-- Supplied material follows --

PR #8643, opened 2025-01-28
benchmark: performance of running ollama server

BruceMacD:
This PR introduces a benchmarking framework for measuring Ollama's inference performance across different models and scenarios. The implementation measures Time To First Token (TTFT), total generation time, and tokens per second throughput.

## Key Features
- Measures both cold start and warm start performance 
- Tests varying prompt lengths (short/medium/long)
- Collects metrics: TTFT, total time, token count, tokens/second

## Implementation Notes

-- Supplied material concluded --

▶ _Exercise directions_: Write out every entry verbatim.

▶ _Exercise answer_:
PR #8643, opened 2025-01-28
benchmark: performance of running ollama server

BruceMacD:
This PR introduces a benchmarking framework for measuring Ollama's inference performance across different models and scenarios. The implementation measures Time To First Token (TTFT), total generation time, and tokens per second throughput.

## Key Features
- Measures both cold start and warm start performance 
- Tests varying prompt lengths (short/medium/long)
- Collects metrics: TTFT, total time, token count, tokens/second

## Implementation Notes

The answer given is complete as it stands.